05/09/2025
Tutur Saraswati
DEWI SARASWATI
SIMBOL PENYADARAN DAN PENCERAHAN
DALAM AGAMA HINDU
I. PENDAHULUAN
Hari ke – 210 dalam kalender Jawa – Bali adalah hari sabtu Umanis Wuku Watugunung, hari terakhir dari lingkaran kalender itu disebut juga hari Saraswati, hari suci bagi umat hindu indonesia untuk melakukan Puja Saraswati.
Tentu menarik perhatian kita bagaimana proses masuknya hari Puja Saraswati ke dalam sistem kalender wuku (Kalender Jawa-Bali), padahal di India sendiri Puja Saraswati diadakan pada awal musim semi antara Januari dan Februari, (Kinsley, 1986 : 64; Benerjea, 1987 : 69). Sebagaimana diketahui umat Hindu Indonesia juga memakai sistem kalender Surya-chandra-pramana yang melahirkan hari-hari raya/suci seperti Hari Raya Nyepi dan Siwaratri; sedangkan sistem kalender wuku antara lain melahirkan hari raya Galungan, pagerwesi, Saraswati dan yang lain.
Puja Saraswati kiranya mendapat tempat istimewa Indonesia, sehingga masuk ke dalam sistem kalendernya, tetapi juga ditempatkan pada hari terakhir, dan hari untuk mengumpulkan dan menyucikan benda- benda pusaka dan pustaka. Puja Saraswati ditandai oleh kegiatan “candi pustaka” (mengumpulkan lontar-lontar dan buku-buku terpilih) yang dijadikan sthana Hyang saraswati, melaksanakan brata Saraswati dan puja Saraswati. puja Saraswati dilaksanakan pada pagi hari (dengan menghaturkan sesajen khusus disebut banten Saraswati), dan pada malam harinya (semalam suntuk) dilakukan pembacaan dan menyanyikan kitab-kitab suci dan kitab-kitab sastra terpilih, sampai besok paginya saat dilakukan Banyu Pinaruh, pencarian air atau membersihkan diri pada sumber-sumber air (laut, danau, campuhan, mumbul, mata air). Kata “banyu pinaruh” boleh jadi berasal dari kata “banyu pangawruh” yang berarti “air ilmu pengetahuan” (yang menyucikan dan memberi vitalitas hidup).

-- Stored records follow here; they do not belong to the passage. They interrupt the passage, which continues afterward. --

PR #3647, opened 2024-01-05
Improve local migrations performance

eliykat:
## Type of change

```
- [ ] Bug fix
- [ ] New feature development
- [x] Other
```

## Objective

We have many more migration scripts than we used to and they're taking longer to run after you pull from `main`. For each script, we:
1. query the migrations db to decide if it needs to be run
2. (if required) run it against the vault db
3. (if required) record it against the migrations db

This makes it O(n) for the number of migration scripts we have in the dir, because we have to run the first query for _all_ scripts. Note that we only have to run 2 and 3 for net new migration scripts.

I've refactored this so that step 1 is a single query that is only executed once, regardless of the number of migration scripts in the dir. Now we only have to loop over net new scripts to execute queries 2 and 3.

Using a "no migrations required" scenario as a baseline:

Old: 27 seconds
New: 2 seconds

## Code changes

## Before you submit

### DIFF
--- a/dev/helpers/mssql/.gitignore
+++ b/dev/helpers/mssql/.gitignore
@@ -1,1 +1,0 @@
-all_migrations.txt
--- a/dev/helpers/mssql/.gitignore
+++ b/dev/helpers/mssql/.gitignore
@@ -1,0 +1,1 @@
+all_migrations.txt
--- a/dev/helpers/mssql/ReadRequiredMigrations.sql
+++ b/dev/helpers/mssql/ReadRequiredMigrations.sql
@@ -6,6 +6,8 @@ BEGIN
 
     CREATE TABLE #InputMigrations (Filename NVARCHAR(MAX))
 
+    -- This is only run locally in dev environments so we are not concerned with SQL injection attacks here.
+    -- This should not be reused in any other context.
     DECLARE @bulkInsertSql NVARCHAR(4000) = 'BULK INSERT #InputMigrations FROM ''' + @MigrationsFile + ''' WITH (FIELDTERMINATOR = '';'', ROWTERMINATOR = '';'')';
     EXEC(@bulkInsertSql);
 
--- a/dev/helpers/mssql/ReadRequiredMigrations.sql
+++ b/dev/helpers/mssql/ReadRequiredMigrations.sql
@@ -6,7 +6,7 @@ BEGIN
 
     CREATE TABLE #InputMigrations (Filename NVARCHAR(MAX))
 
-    DECLARE @bulkInsertSql NVARCHAR(4000) = 'BULK INSERT #InputMigrations FROM ''' + @migrationsFile + ''' WITH (FIELDTERMINATOR = '';'', ROWTERMINATOR = '';'')';
+    DECLARE @bulkInsertSql NVARCHAR(4000) = 'BULK INSERT #InputMigrations FROM ''' + @MigrationsFile + ''' WITH (FIELDTERMINATOR = '';'', ROWTERMINATOR = '';'')';
     EXEC(@bulkInsertSql);
 
     -- Select migrations that do not appear in the [dbo].[migrations] table
--- a/dev/helpers/mssql/ReadRequiredMigrations.sql
+++ b/dev/helpers/mssql/ReadRequiredMigrations.sql
@@ -1,5 +1,5 @@
 CREATE OR ALTER PROCEDURE ReadRequiredMigrations
-    @migrationsFile NVARCHAR(MAX)
+    @MigrationsFile NVARCHAR(MAX)
 AS
 BEGIN
     SET NOCOUNT ON;
@@ -9,7 +9,7 @@ BEGIN
     DECLARE @bulkInsertSql NVARCHAR(4000) = 'BULK INSERT #InputMigrations FROM ''' + @migrationsFile + ''' WITH (FIELDTERMINATOR = '';'', ROWTERMINATOR = '';'')';
     EXEC(@bulkInsertSql);
 
-    -- Select migrations that do not appear in the [dbo].[Migrations] table
+    -- Select migrations that do not appear in the [dbo].[migrations] table
     SELECT IM.[Filename]
     FROM [#InputMigrations] IM
     LEFT JOIN [dbo].[migrations] M ON IM.[Filename] = M.[Filename]
--- a/dev/helpers/mssql/read_required_migrations.sql
+++ b/dev/helpers/mssql/read_required_migrations.sql
@@ -1,0 +1,21 @@
+-- Create a stored procedure
+CREATE OR ALTER PROCEDURE ReadRequiredMigrations
+AS
+BEGIN
+    SET NOCOUNT ON;
+
+    -- Create a temporary table to store the input Filenames
+    CREATE TABLE #InputMigrations (Filename NVARCHAR(MAX))
+
+    BULK INSERT #InputMigrations FROM "/mnt/helpers/all_migrations.txt" WITH (FIELDTERMINATOR = ';', ROWTERMINATOR = ';')
+
+    -- Select migrations that do not appear in the inputMigrations table using a LEFT JOIN
+    SELECT IM.[Filename]
+    FROM [#InputMigrations] IM
+    LEFT JOIN [dbo].[migrations] M ON IM.[Filename] LIKE '%' + M.[Filename] + '%'
+    WHERE M.[Filename] IS NULL
+    ORDER BY [Filename] ASC
+
+    -- Drop the temporary table
+    DROP TABLE #InputMigrations
+END
--- a/dev/helpers/mssql/read_required_migrations.sql
+++ b/dev/helpers/mssql/read_required_migrations.sql
@@ -1,16 +1,18 @@
 CREATE OR ALTER PROCEDURE ReadRequiredMigrations
+    @migrationsFile NVARCHAR(MAX)
 AS
 BEGIN
     SET NOCOUNT ON;
 
     CREATE TABLE #InputMigrations (Filename NVARCHAR(MAX))
 
-    BULK INSERT #InputMigrations FROM "/mnt/helpers/all_migrations.txt" WITH (FIELDTERMINATOR = ';', ROWTERMINATOR = ';')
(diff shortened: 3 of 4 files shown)


dev/helpers/mssql/.gitignore
```diff
@@ -0,0 +1 @@
+all_migrations.txt
```
withinfocus, line 1: 💭 How about just cleaning up, or generating a temp file e.g. `tempfile` instead of this?

dev/helpers/mssql/read_required_migrations.sql
```diff
@@ -0,0 +1,20 @@
+CREATE OR ALTER PROCEDURE ReadRequiredMigrations
+    @migrationsFile NVARCHAR(MAX)
```
withinfocus, line 2: ⛏️ Might as well follow our SQL naming practices with a leading capital letter.

dev/helpers/mssql/read_required_migrations.sql
```diff
@@ -0,0 +1,20 @@
+CREATE OR ALTER PROCEDURE ReadRequiredMigrations
```
withinfocus, line 1: ⛏️ Filename on disk should be `ReadRequiredMigrations.sql` I'd say.

dev/helpers/mssql/read_required_migrations.sql
```diff
@@ -0,0 +1,20 @@
...
+    @migrationsFile NVARCHAR(MAX)
+AS
+BEGIN
+    SET NOCOUNT ON;
+
+    CREATE TABLE #InputMigrations (Filename NVARCHAR(MAX))
+
+    DECLARE @bulkInsertSql NVARCHAR(4000) = 'BULK INSERT #InputMigrations FROM ''' + @migrationsFile + ''' WITH (FIELDTERMINATOR = '';'', ROWTERMINATOR = '';'')';
+    EXEC(@bulkInsertSql);
```
withinfocus, line 10: ℹ️ SQL injection attack 😜 ... not really a thing.

dev/helpers/mssql/read_required_migrations.sql
```diff
@@ -0,0 +1,20 @@
...
+
+    -- Select migrations that do not appear in the [dbo].[Migrations] table
```
withinfocus, line 12: Super ⛏️ The table name is actually lowercase right? But the comment capitalizes.

dev/helpers/mssql/run_migrations.sh
```diff
@@ -1,11 +1,12 @@
 #!/bin/bash
 
-# There seems to be [a bug with docker-compose](https://github.com/docker/compose/issues/4076#issuecomment-324932294) 
+# There seems to be [a bug with docker-compose](https://github.com/docker/compose/issues/4076#issuecomment-324932294)
 # where it takes ~40ms to connect to the terminal output of the container, so stuff logged to the terminal in this time is lost.
 # The best workaround seems to be adding tiny delay like so:
 sleep 0.1;
 
 MIGRATE_DIRECTORY="/mnt/migrator/DbScripts"
+HELPERS_DIRECTORY="/mnt/helpers"
```
withinfocus, line 9: 💭 Won't need this if you use a temp file.

dev/helpers/mssql/read_required_migrations.sql
```diff
@@ -0,0 +1,20 @@
+CREATE OR ALTER PROCEDURE ReadRequiredMigrations
+    @migrationsFile NVARCHAR(MAX)
+AS
+BEGIN
+    SET NOCOUNT ON;
+
+    CREATE TABLE #InputMigrations (Filename NVARCHAR(MAX))
+
+    DECLARE @bulkInsertSql NVARCHAR(4000) = 'BULK INSERT #InputMigrations FROM ''' + @migrationsFile + ''' WITH (FIELDTERMINATOR = '';'', ROWTERMINATOR = '';'')';
```
rkac-bw, line 9: this requires the sql server to have access to the file which may not always be possible. Might be safer to parse the text file into json app side and pass in the json:

```
CREATE OR ALTER PROCEDURE ReadRequiredMigrations
    @migrationsJson NVARCHAR(MAX)
AS
BEGIN
    SET NOCOUNT ON;

    -- Create a table to hold the JSON data
    CREATE TABLE #InputMigrations (Filename NVARCHAR(MAX));

    -- Insert JSON data into the temporary table
    INSERT INTO #InputMigrations (Filename)
    SELECT [value] FROM OPENJSON(@migrationsJson);

    -- The rest of your procedure remains the same
    SELECT IM.[Filename]
    FROM [#InputMigrations] IM
    LEFT JOIN [dbo].[migrations] M ON IM.[Filename] = M.[Filename]
    WHERE M.[Filename] IS NULL
    ORDER BY [Filename] ASC;

    DROP TABLE #InputMigrations;
END;
```

withinfocus (changes requested):
Few quality of life improvements.

@rkac-bw these scripts and the various migration processes are areas where we can invest a lot and you can get your hands into.

dev/helpers/mssql/run_migrations.sh
```diff
@@ -1,11 +1,12 @@
...
 SERVER='mssql'
 DATABASE="vault_dev"
 USER="SA"
```
rkac-bw, line 12: Can avoid file creation by just using shell variable I think:
```

# Navigate to the migrations directory and create a JSON array of all SQL files
jsonArray=$(cd $MIGRATE_DIRECTORY && ls -1 *.sql | sed 's/^/"/' | sed 's/$/"/' | paste -sd, -)

# Format the JSON array
formattedJsonArray="[$jsonArray]"

# Escape single quotes in JSON content
escapedJsonContent=$(echo $formattedJsonArray | sed "s/'/''/g")

# Prepare the SQL query
query="EXEC ReadRequiredMigrations '$escapedJsonContent'"

# Execute the query using sqlcmd
result=$(/opt/mssql-tools/bin/sqlcmd -S $SERVER -d migrations_$DATABASE -U $USER -P $PASSWD -I -Q "$query" -W -h-1)
echo $result

```

eliykat: This is similar to my initial approach, but I get this error (using your code snippet above):

```bashSqlcmd: '/mnt/helpers/read_required_migrations.sql': Invalid filename.
Msg 105, Level 15, State 1, Server e82f038a69b6, Line 1 Unclosed quotation mark after the character string '["2017-08-19_00_InitialSetup.sql","2017-08-22_00_LicenseCheckScripts.sql","2017-08-30_00_CollectionWriteOnly.sql","2017-09-06_00_CipherDetails.sql","2017-09-08_00_OrgUserCounts.sql","2017-10-25_00_OrgUserUpdates.sql","2017-11-06_00_FamilyPlanAdjustments.sql","2017-11-13_00_IndexTuning.sql","2017-11-24_00_UpdateProcs.sql","2017-12-12_00_Events.sql","2018-02-28_00_LoginUris.sql","2018-03-12_00_FixLoginUris.sql","2018-03-21_00_AdminPortal.sql","2018-04-02_00_Org2fa.sql","2018-04-24_00_CipherQueryTuning.sql","2018-06-11_00_WebVaultUpdates.sql","2018-07-28_00_DbTuning.sql","2018-08-14_00_UserKdf.sql","2018-08-28_00_PremiumOrgAbilities.sql","2018-09-25_00_OrgPurge.sql","2018-10-17_00_ManagerRole.sql","2018-12-19_00_OrgUserTwoFactorEnabled.sql","2019-01-31_00_Transactions.sql","2019-03-01_00_OrgApi.sql","2019-05-01_00_CipherOrgDetailsFix.sql","2019-05-15_00_GroupNameFixes.sql","2019-05-28_00_CollectionCipherImpr
```

There is not actually any unclosed quotation mark, after some googling my best guess was that it's hitting the max command length allowed by the environment and therefore truncating the json string. Hence I switched to importing from a file which can be an arbitrary size/length.

I'm open to suggestions if you know how to solve this error though.

dev/helpers/mssql/read_required_migrations.sql
eliykat: Yes I figured it's not a risk here, but I should probably add a comment to this effect otherwise we'll be paying out a bounty to someone who thinks they've hacked our systems

dev/helpers/mssql/ReadRequiredMigrations.sql
```diff
@@ -0,0 +1,22 @@
...
+AS
+BEGIN
+    SET NOCOUNT ON;
+
+    CREATE TABLE #InputMigrations (Filename NVARCHAR(MAX))
+
+    -- This is only run locally in dev environments so we are not concerned with SQL injection attacks here.
+    -- This should not be reused in any other context.
+    DECLARE @bulkInsertSql NVARCHAR(4000) = 'BULK INSERT #InputMigrations FROM ''' + @MigrationsFile + ''' WITH (FIELDTERMINATOR = '';'', ROWTERMINATOR = '';'')';
+    EXEC(@bulkInsertSql);
```
eliykat, line 12: @withinfocus @rkac-bw is this reasonable or should we just escape it and avoid the explanation?

dev/helpers/mssql/run_migrations.sh
eliykat: I added the temp file but it's still used in 2 locations, seems it useful to keep.

dev/helpers/mssql/.gitignore
eliykat: This is done

dev/helpers/mssql/run_migrations.sh
rkac-bw: This is caused by a broken version of sqlcmd on the tools container that forces textsize session variable of 4096 in the sqlcmd version 13 that it uses. Why not issue the sql commands from powershell like the ef commands but using;
```
 # Load the assembly
Add-Type -AssemblyName "System.Data.SqlClient"
```

dev/helpers/mssql/.gitignore
withinfocus: I could have been more clear here. What you have now works, but I meant the literal `tempfile` command that happens to be OS-specific but more generally I am thinking about `mktemp`: https://www.gnu.org/software/autogen/mktemp.html -- this is usually the approach I've seen.

dev/helpers/mssql/ReadRequiredMigrations.sql
withinfocus: I think it's fine.

eliykat:
Closing this as we'll likely use dbup instead of spending more time here.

Saraswati (dalam bahasa Sanskerta bermakna “sesuatu yang mengalir”, ‘percakapan’, ‘Kata-kata) di dalam kitab suci Weda dipuja sebagai Dewa Sungai dengan permohonan mendapatkan vitalitas hidup dan kesehatan.Posisinya sebagai Wach atau “Dewa Kata-kata” baru ditemui dalam kitab-kitab Brahmana, Ramayana, dan Mahabharata. Belakangan Saraswati dikenal sebagai “sakti” dewa Brahma atau Dewi Kata-kata atau Dewi Ilmu Pengetahuan. Nama lain dari Saraswati adalah Bharati, Brahmi, Putkari, Sarada, Wagiswari (John Dowson, 1979: 285; Davane, 1968).
Baik sebagai Dewa Sungai ataupun sebagai Dewa Kata-kata atau Dewa Ilmu Pengetahuan, Saraswati dikenal dan dipuja oleh umat Hindu Indonesia. Dalam mantram Sapta Gangga yang diucapkan dalam memohon tirtha nama Saraswati disebutkan beberapa kali (Goris, 1936 : 33). Dengan demikian Saraswati yang pada awalnya sebagai istadewata kaum agamawan dan literati sekarang telah menjadi pujaan seluruh umat Hindu. Adakah hal itu sebagai pertanda telah terjadinya penyadaran dan pencerahan dalam masyarakat umat Hindu?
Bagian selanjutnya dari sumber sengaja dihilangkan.